Promise in a Black December; Yang Tak Tergantikan

Akan selalu ada alasan kenapa aku membenci bulan Desember. Bulan yang penuh dengan luka. Bulan yang penuh dengan duka—hingga entah bagaimana caraku menyembuhkan luka-lukaku sendiri. Terlalu sakit jika harus dijabarkan satu demi satu. Mulai dari aku mengagumimu sebagai sosok pemuda yang ku inginkan—meski memang ku tahu itu mustahil untuk bisa ku dapatkan, tapi aku tidak peduli. Kemudian, saat kau memberiku jutaan harapan—yang membuat keyakinanku semakin tumbuh subur bahwa memang kaulah takdirku. Hingga, akhirnya kau kembali membuatku tersadar bahwa kau hanyalah cameo dalam hidupku.

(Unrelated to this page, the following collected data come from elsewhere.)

PR #306, opened 2024-10-22
[dev-ratio] add deseq2 and gprofiler2 into the experimental branch

suzannejin:
## PR checklist


conf/modules.config
```diff
@@ -490,7 +490,7 @@ process {
     // However, later we need to better handle this, maybe by a bit of groovy scripting to
     // overwrite the repeated parameters (?)
 
-    withName: "PROPR"{
+    withName: PROPR {
```
bjlang, line 493:
```suggestion
    withName: 'PROPR' {
```

bjlang: For consistency I'd use ' throughout the config

conf/modules.config
```diff
@@ -580,4 +607,76 @@ process {
...
+        publishDir = [
+            path: { [
+                "${params.outdir}/",
+                "enrichment_analysis/",
+                "grea",
+                (meta.args_enr ? "-${meta.args_enr.replace('--','').replace(' ', '_')}" : ''),
+                (meta.diff_method ? "-from-${meta.diff_method}" : ''),
+                (meta.args_diff ? "-${meta.args_diff.replace('--','').replace(' ', '_')}" : ''),
+                (meta.cor_method ? "-from-${meta.cor_method}" : ''),
+                (meta.args_cor ? "-${meta.args_cor.replace('--','').replace(' ', '_')}" : ''),
```
bjlang, line 632: With splitting the toolsheet information into only the subworkflow relevant chunks, the data accessed here wouldn't be existing anymore. I'm not sure such an elaborate file naming is necessary in this case - could it not be reduced to the pathway name and args_enr? (I dont see a reason for 2 different pathways with identical args_diff, args_cor and args_enr to exist)

conf/test_experimental.config
```diff
@@ -29,10 +29,13 @@ params {
     input = 'https://raw.githubusercontent.com/nf-core/test-datasets/modules/data/genomics/mus_musculus/rnaseq_expression/SRP254919.samplesheet.csv'
     matrix =  'https://raw.githubusercontent.com/nf-core/test-datasets/modules/data/genomics/mus_musculus/rnaseq_expression/SRP254919.salmon.merged.gene_counts.top1000cov.tsv'
     contrasts =  'https://raw.githubusercontent.com/nf-core/test-datasets/modules/data/genomics/mus_musculus/rnaseq_expression/SRP254919.contrasts.csv'
-    pathway = "propd,propd_grea,propr,cor"
+
+    // analysis
+    pathway = "propd,propd_grea,propd_ora,propr,cor,deseq2_ora"
```
bjlang, line 34: You think propd_fdr and pcorbshrink can be safely omitted from the test?

subworkflows/local/differential/main.nf
```diff
@@ -2,14 +2,17 @@
 // Perform differential analysis
 //
 include { PROPR_PROPD as PROPD } from "../../../modules/local/propr/propd/main.nf"
-include { DESEQ2_DIFFERENTIAL  } from '../../../modules/nf-core/deseq2/differential/main'
+include { DESEQ2_DIFFERENTIAL as DESEQ2 } from '../../../modules/nf-core/deseq2/differential/main'
+include { FILTER_DIFFTABLE as FILTER_DESEQ2 } from '../../../modules/local/filter_difftable'
```
bjlang, line 6: I personally prefer to use renaming only when necessary, i.e. when a module is included multiple times. That way you always directly know for nf-core modules in which folder the module code is located, without needing to check the include statement.

subworkflows/local/enrichment/main.nf
```diff
@@ -34,20 +50,37 @@ workflow ENRICHMENT {
...
+            gmt : [gene_sets]
+            background : [counts]
+        }
+        .set{ ch_enrichment_gprofiler2 }
+
+    GPROFILER2_GOST(
+        ch_enrichment_gprofiler2.de,
+        ch_enrichment_gprofiler2.gmt,
+        ch_enrichment_gprofiler2.background
+    )
```
bjlang, line 88: I don't see a reason for the multiMap here.

Why not something like
```suggestion
    GPROFILER2_GOST(
        ch_results_genewise_filtered.filter { it[0]["enr_method"] == "gprofiler2" },
        ch_gene_sets.first()[1],
        ch_counts.first()[1]
    )
```

subworkflows/local/experimental/main.nf
```diff
@@ -30,11 +30,26 @@ workflow EXPERIMENTAL {
...
+        ch_control_features = Channel.of([ [ "id": params.study_name  ], file(params.control_features, checkIfExists: true)]).first()
+    } else {
+        ch_control_features = [[],[]]
+    }
+    if (params.transcript_length_matrix) {
+        ch_transcript_lengths = Channel.of([ [ "id": params.study_name  ], file(params.transcript_length_matrix, checkIfExists: true)]).first()
+    } else {
+        ch_transcript_lengths = [[],[]]
+    }
+
```
bjlang, line 53: As this is Deseq2 specific, wouldn't it be better to move it into the differential_analysis subworkflow?

conf/modules.config
suzannejin: but if you have two pathways:
1. deseq2 + gprofiler2
2. deseq2 + gsea

Would you save same deseq2 output twice, but into two different pathway directories?

conf/test_experimental.config
suzannejin: propd_fdr is currently a bit useless for this test, because it is not giving any significant results for the test dataset, so it can be ignored.
But I would have to check other datasets for it to run and test

Then instead of pcorbshrink maybe I would ignore cor

subworkflows/local/experimental/main.nf
suzannejin: it is good to call params within the subworkflows? I thought that should be avoided for a better encapsulation of the subworflow?
Also, not now, but in the future, I think it make sense to have two separated blocks with DESEQ2_NORM dealing the normalization of the data (so in the data processing block) that will use these control/transcript length features, and DESEQ2_DIFFERENTIAL running the differential analysis on the already normalized data

conf/modules.config
bjlang: I'm talking only about the enrichment methods like the GREA process here, where you would access not only enr arguments but also need to pass over all other args from previous steps to build the filename in the way you suggest. So, what I mean is to use only args_enr and if this is not specific enough maybe additionally the pathway_name.
For deseq2 in the differential analysis step using args_diff to build the name is fine.

subworkflows/local/experimental/main.nf
bjlang: Yes I see your point, but I would argue that we have a better encapsulation, when a subworkflow can be so transparently changed (i.e. by adding a new module) that there is no need for making any changes to the calling workflow.

conf/modules.config
suzannejin: but now that we don't have the pathway name info inside the meta anymore, we don't have any way to distinguish between them and store them into different places (?)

Lambat laun aku bisa memahami mengapa ada sebagian dari mereka yang takut akan jatuh cinta. Kau takkan pernah memahami bagaimana hatimu akan terluka ketika cinta yang berusaha kau pertahankan sampai napas terakhirmu ternyata tak bisa mempertahankanmu. Sakit rasanya.
— unknown —
Apa yang tadinya aku pikir akan sesuai dengan apa yang aku inginkan, pada kenyataannya sungguh-sungguh menyimpang. Memang banyak yang bilang bahwa sesuatu yang berlebihan maka hasilnya tidak akan baik. Juga, tentang janji yang kau pegang erat untuk kau tagihkan di kemudian hari harus terlepas tanpa ada pertanggungjawaban.
Tapi, salahkah jika aku mencintainya dengan sepenuh hatiku? Salahkah jika aku menggantungkan harapan padanya—sekecil apapun itu? Meski, pada akhirnya aku tak lagi memedulikan janji apa yang telah diucapkannya padaku.
Entahlah. Rasanya hatiku benar-benar hancur berkeping-keping. Berhamburan layaknya bintang yang tersebar di angkasa luas.
Apapun itu, harapan ini masih akan tetap ada.